Originally Posted by LandoAllen

I also do not like my ciders to be dry and I do like carbonation. The problem is that to make a semi-sweet/sweet cider with carbonation you either have to keg the cider or you have to bottle pasteurize it to stop the yeast from continuing to produce CO2.

When you say the 190F method I assume you are referring to the Papers sticky thread technique. I am not trying to discredit this method at all. I do know this method works because I have use it myself. However, this method is not very forgiving if your bottles are either slightly over carved or the bottles have imperfections. Anyone that knows anything about chemistry knows that when a gas is heated the pressure increases. So when a bottle of cider is heated the pressure inside the bottle will increase on top of the already pressurized CO2. Heating the temp at say 190F will increase the pressure more than at say 170F. The other problem is that glass has a hard time going from a very high temp to a cold temp. This in itself can cause bottle bombs.

With that said, I shy away from the Papers method after blowing several bottles... The last time I used this method I slightly over-carbed a batch of cider and blew 12 bottles (4 in the pot on the stove and 8 that had just finished that were sitting on the counter). Between profanities I was screaming and the sound of bottles blowing that resembled gunshots I was very surprised that my neighbors in my apartment didn't call the cops. Not only was it a nightmare to clean up but I wasted 12 bottles of my best brew so far. I am still finding broken glass in very odd places...

I now do a version that is very similar to the Papers technique but with modified temps that I read here

Also there are people that claim to have used a dishwasher and an oven to pasteurize. I have not tried either of these methods because
1: If you don't know the temp of your dishwasher and how long it maintains that temp then it may not work or it may blow all of your bottles
2: Water works better for keeping temperatures consistent for a more equal heating. Therefore an oven may heat some bottles more or less than other bottles depending on where they are located in the oven.
3. If a bottles blows inside your dishwasher or oven you might ruin it.

Hope this helps!
I have used the dishwasher with success, managed to pasteurise a whole 6 gallon batch in one cycle.

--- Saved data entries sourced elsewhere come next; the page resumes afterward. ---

PR #9729, opened 2026-04-15
Add benchmark for cast from/to decimals

### LINKED ISSUE #9728: Add benchmark for cast from/to decimals

When working #9688 , we need to guarantee that there is no performance regression, so we need to add benchmark for cast from/to decimals 

Add benchmark in arrow-cast/bench

**Additional context**

klion26:

- Closes #9728.

Add benchmarks for cast from/to decimals 

# Are these changes tested?

This is benchmarks, no need to add tests

No


scovich (commented):
I don't know if the small input sizes are too small to give stable/meaningful results? I would imagine most "real life" arrow arrays will have O(100) or O(1000) entries, not O(10)?

But I'll defer to @alamb who has a lot more experience with these kinds of benchmarks.

alamb:
> I don't know if the small input sizes are too small to give stable/meaningful results? I would imagine most "real life" arrow arrays will have O(100) or O(1000) entries, not O(10)?

Yeah I think most benchmarks we have use something like 8K rows as that mirrors what happens in most real world systems. Otherwise the per-array overhead dominates the actual work

Also I think we have found that if the iteration time per benchmark is less than a few hundred microseconds, the results are very suceptabel to system noise.

klion26:
Thanks for the review and information. I've updated the code and made the time per-iter hundreds(or bigger) microseconds on my local laptop

```
string2decimal128(38, 3)         time:   [2.0216 ms 2.0831 ms 2.1535 ms]
....
decimal128(38, 3)_to_int64    time:   [211.44 µs 212.62 µs 213.87 µs]
```

arrow-cast/benches/cast_decimals.rs
```diff
@@ -0,0 +1,346 @@
...
+        ("string2decimal32(9, 2)", Decimal32(9, 2)),
+        ("string2decimal64(18, 2)", Decimal64(18, 2)),
+        ("string2decimal128(38, 3)", Decimal128(38, 3)),
+        ("string2decimal256(76, 4)", Decimal256(76, 4)),
+    ];
+    for bench in bench_suite {
+        c.bench_function(bench.0, |b| {
+            b.iter(|| {
+                let r = arrow_cast::cast(&array, &bench.1);
+                std::hint::black_box(r)
```
scovich: Looking at https://doc.rust-lang.org/beta/std/hint/fn.black_box.html, I think this should be
```suggestion
                black_box(arrow_cast::cast(black_box(&array), black_box(&bench.1)));
```
(prevents compiler from making any assumptions about the input or the output of `cast`)

arrow-cast/benches/cast_decimals.rs
```diff
@@ -0,0 +1,346 @@
...
+        2 => Some(" ".to_string()),
+        3 => Some("-1.-23499999".to_string()),
+        4 => Some("--1.23456789".to_string()),
+        5 => Some("1.-23456789".to_string()),
+        6 => Some("000.123".to_string()),
+        7 => Some("+123".to_string()),
+        8 => Some("+123.12345000".to_string()),
+        9 => Some("0".to_string()),
+        10 => Some("000.000".to_string()),
+        11 => Some("0000000000000000012345.000".to_string()),
```
scovich: Fully half the values in the array are invalid, so this bench will mostly measure the cost of the error paths. Is that intentional? Do we have a happy path bench to complement it?

arrow-cast/benches/cast_decimals.rs
```diff
@@ -0,0 +1,346 @@
...
+    ];
+
+    let float32_array = Float32Array::from_iter((0..total_records).map(|x| match x % 10 {
+        0 => None,
+        1 => Some(f32::MIN),
+        2 => Some(f32::MAX),
+        _ => match x % 2 {
+            0 => Some((x as f32) * rng.random::<f32>()),
+            _ => Some(-(x as f32) * rng.random::<f32>()),
+        },
```
scovich: The random values are uniformly distributed over 0..1 (floating point) so this exercises mostly values in -5..5 with exponentially decreasing probability of large negative exponents (e.g. 1e-6). Do we want any coverage of large positive exponents (e.g. 1e6) as well?

arrow-cast/benches/cast_decimals.rs
```diff
@@ -0,0 +1,346 @@
+// Licensed to the Apache Software Foundation (ASF) under one
```
alamb: Sorry I missed this in a previous review, but I think the other benchmarks for cast are in the `cast_kernels.rs` benchmark: https://github.com/apache/arrow-rs/blob/main/arrow/benches/cast_kernels.rs

Can we please add these benchmarks to the existing benchmark (e.g. https://github.com/apache/arrow-rs/blob/c5fed03500bfd332a5cf2e6e2f1df66aafe996f5/arrow/benches/cast_kernels.rs#L283-L324)?

arrow-cast/benches/cast_decimals.rs
```diff
@@ -0,0 +1,346 @@
...
+    }
+}
+
+fn cast_decimal_to_float(c: &mut Criterion) {
+    let total_records = 100_000;
+    let mut rng = StdRng::seed_from_u64(42);
+    let decimal32_array = Decimal32Array::from_iter((0..total_records).map(|x| match x % 10 {
+        0 => None,
+        1 => Some(i32::MIN),
+        2 => Some(i32::MAX),
```
scovich: These are out of gamut values, so 20% of the values will exercise error path

scovich (commented):
High level question: Do we want two classes of benches? One that exercises error/invalid paths heavily and one that does not? (right now, they all bias heavily toward error paths)

alamb (approved):
Thanks @klion26 

Can we please move this code into the existing `cast_kernels` before we merge it (we can do it as a follow on PR if needed but I think it would be better to do before)

I also ran it locally and it seems to be capturing the time spent to convert to decimial 👍 

Image

The only thing I ssee is that now maybe each iteration is  perhaps too long (criterion wants it to be 5ms or less). Maybe we could reduce the batch size to 8K 

However, I think it is fine

```shell
Benchmarking string2decimal32(9, 2): Warming up for 3.0000 s
Warning: Unable to complete 100 samples in 5.0s. You may wish to increase target time to 8.5s, enable flat sampling, or reduce sample count to 50.
string2decimal32(9, 2)  time:   [1.6175 ms 1.6220 ms 1.6264 ms]
  3 (3.00%) high mild

Benchmarking string2decimal64(18, 2): Warming up for 3.0000 s
Warning: Unable to complete 100 samples in 5.0s. You may wish to increase target time to 8.1s, enable flat sampling, or reduce sample count to 50.
Benchmarking string2decimal64(18, 2): Collecting 100 samples in estimated 8.0689 s (5050 iterations)
```

arrow-cast/benches/cast_decimals.rs
klion26: Will move to the `cast_kernel.rs`

arrow-cast/benches/cast_decimals.rs
klion26: Will improve this.

arrow-cast/benches/cast_decimals.rs
klion26: Will improve this.

arrow-cast/benches/cast_decimals.rs
klion26: Will Improve this data coverage.

arrow-cast/benches/cast_decimals.rs
klion26: Will change it.

klion26 (commented):
@scovich @alamb thanks for the review. There are some unexpected matters to handle today, so I will deal with this as soon as possible.

> Do we want two classes of benches? One that exercises error/invalid paths heavily and one that does not?

Will improve this, separate the benchmarks into two

> The only thing I ssee is that now maybe each iteration is perhaps too long (criterion wants it to be 5ms or less). Maybe we could reduce the batch size to 8K

Will reduce the batch size so that the time is hundreds microsecond

arrow/benches/cast_kernels.rs
```diff
@@ -189,17 +268,24 @@ fn add_benchmark(c: &mut Criterion) {
...
+    let decimal128_array = build_decimal128_array(8_000, 10, 3);
+    let decimal256_array = build_decimal256_array(8_000, 50, 3);
     let string_array = build_string_array(512);
     let wide_string_array = cast(&string_array, &DataType::LargeUtf8).unwrap();
 
     let dict_array = build_dict_array(10_000);
     let string_view_array = cast(&dict_array, &DataType::Utf8View).unwrap();
     let binary_view_array = cast(&string_view_array, &DataType::BinaryView).unwrap();
 
+    let string_float_array_normal = build_string_float_array(5_000, 0.1);
```
klion26, line 282: The length set to 5000 because if I set this to 8000/6000, benchmark will show 
`Warning: Unable to complete 100 samples in 5.0s. You may wish to increase target time to 6.0s, enable flat sampling, or reduce sample count to 60.）`

klion26 (commented):
@alamb @scovich I've update the code, please take another look when you're free, thanks.

Another problem: currently, string `""`/`" "`/`+`/`-` will be parsed to "0" for decimals, but error for integer, do we need to align the result of parse_string_to_decimal to error for the previous input? If this is needed, I'll file an issue to track it.

arrow/benches/cast_kernels.rs
```diff
@@ -360,6 +446,303 @@ fn add_benchmark(c: &mut Criterion) {
...
+        "cast decimal64 to uint32",
+        decimal64_array,
+        DataType::UInt32
+    );
+    benchmark_cast!(
+        "cast decimal64 to uint64",
+        decimal64_array,
+        DataType::UInt64
+    );
+    benchmark_cast!("cast decimal64 to int8", decimal64_array, DataType::Int8);
```
alamb, line 647: Do we really need to benchmark all the different combinations? I worry that this will cause the cast kernel benchmark to take a long time to run but not really offer much additional test coverage

If there isn't significant difference, perhaps we could keep one example of each -- like `cast decimal64 to uint32` but not also 8, 16 and 64

alamb (approved):

arrow/benches/cast_kernels.rs
```diff
@@ -360,6 +446,303 @@ fn add_benchmark(c: &mut Criterion) {
...
+        DataType::Decimal256(76, 4)
+    );
+
+    // cast invalid float32 to decimals
+    benchmark_cast!(
+        "cast invalid float32 to decimal32(9, 2)",
+        invalid_float32_array_to_decimal,
+        DataType::Decimal32(9, 2)
+    );
+    benchmark_cast!(
```
alamb, line 529: similarly to below, is there benefit to testing the invalid path for all of the decimal types? Just one probably is enough

alamb:
In order to move https://github.com/apache/arrow-rs/pull/9689 along, I'll merge this one and make a follow on PR to propose reducing the duplication in the benchmark

Thanks again @klion26 and @scovich

arrow/benches/cast_kernels.rs
klion26: This can be reduced, the share the same logic, just different range.

klion26 (commented):
@alamb @scovich thanks for the review and merging. Sorry for the late replay, there are some network restrictions recently, just see the notifications now. I can also do the benchmark case reduction if they have not been done.

alamb:
Here is a proposal to remove the redundancy: 
- https://github.com/apache/arrow-rs/pull/9789

PR #9733, opened 2026-04-15
Fix RecordBatch::normalize() null bitmap bug and add StructArray::flatten()

### LINKED ISSUE #9732: RecordBatch::normalize() does not propagate top level null bitmap into the results
Currently RecordBatch::normalize() has a bug in that the top level struct's null bitmap is not propagated into the resulting normalized arrays' null bitmap. In other words, a child element may suddenly appear non-null, losing the fact that the parent level struct is null at that index.

**To Reproduce**
See the added test for RecordBatch::normalize() in the associated PR.

**Expected behavior**
RecordBatch::normalize() propagates top level struct's null bitmap into the resulting normalized arrays.

**Additional context**
This is perfectly legal https://github.com/apache/arrow/blob/main/docs/source/format/Columnar.rst#struct-validity:

> A struct array has its own validity bitmap that is independent of its child arrays' validity bitmaps. The validity bitmap for the struct array might indicate a null when one or more of its child arrays has a non-null value in its corresponding slot; or conversely, a child array might indicate a null in its validity bitmap while the struct array's validity bitmap shows a non-null value.

sqd:
Currently RecordBatch::normalize() has a bug in that the top level struct's null bitmap is not propagated into the resulting normalized arrays' null bitmap. In other words, a child element may suddenly appear non-null, losing the fact that the parent level struct is null at that index. See the test in this change for a bug reproduction.

This change fixes that behavior. Also adds StructArray::flatten() which mirrors arrow-cpp's semantics and handles the aforementioned behavior correctly. The fixed RecordBatch::normalize() now uses StructArray::flatten() under the hood.

- Closes #9732.

# Are these changes tested?

Yes

No


sqd:
The C++ function: https://arrow.apache.org/docs/cpp/api/array.html#_CPPv4NK5arrow11StructArray7FlattenEP10MemoryPool

alamb:
@negli-me, since you added the normalize function, could you help review this PR

It was added in
- #6758

sqd:
I think this is the correct github handle, without "e" @ngli-me

ngli-me (approved):
Appreciate the ping, switched companies recently and got stuck in approval purgatory for outside work. Code looks good, tests had no issues for me. Thanks for the fix.

sqd:
Thank you @ngli-me ! This is ready for another look @alamb

alamb (approved):
Thank you @sqd  and @ngli-me  (the right one this time!)

sqd:
Thank you @alamb ! I am very new to this repo so not sure what the process is, but feel free to merge whenever, or let me know what else is needed.

alamb:
Thanks @sqd  -- I will merge this PR. Sorry for the delay

PR #9741, opened 2026-04-16
remove panics in unshred variant

### LINKED ISSUE #9740: [Variant] `unshred_variant` panics on malformed bytes despite returning `Result`
`unshred_variant` returns `Result<VariantArray, ArrowError>` and its docs say it errors on spec violations. 

However, it internally calls `VariantMetadata::new`, `Variant::new_with_metadata`, and `VariantObject::iter`. All of which panics on bad input. 

This is clearly bad because `unshred_varaint` is meant to consume bytes that came off disk, which by definition can be wrong. Though the fix is fairly mechanical since the panicking call sites have their `try_` counterparts

https://github.com/apache/arrow-rs/blob/4676c06686a5be476b5cd632493a73c803d64a04/parquet-variant-compute/src/unshred_variant.rs#L46-L61

friendlymatthew:
- Closes https://github.com/apache/arrow-rs/issues/9740

### DIFF
--- a/parquet-variant-compute/src/unshred_variant.rs
+++ b/parquet-variant-compute/src/unshred_variant.rs
@@ -81,7 +81,7 @@ pub fn unshred_variant(array: &VariantArray) -> Result<VariantArray> {
                     "metadata field must be a binary-like array".to_string(),
                 )
             })?;
-            let metadata = VariantMetadata::new(metadata_bytes);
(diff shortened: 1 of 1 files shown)


alamb (approved):
Thank you @friendlymatthew

scovich (approved):
Nice catch, thanks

It is important to gauge your carbonation levels before using the dishwasher. I bought a $4 digital thermometer with the probe on the end of a wire and monitored a few cycles of the dishwasher while empty and full of dishes.

Ended up using the "intense" cycle which was supposed to be 70deg celsius but got to about 50 deg with the bottles. This cycle lasted 2 hrs 15 mins. Seemed good because the temperature rose gradually to start and maintained the 50 deg for at least half an hour, easing the bottles up to max temp. I had no bombs.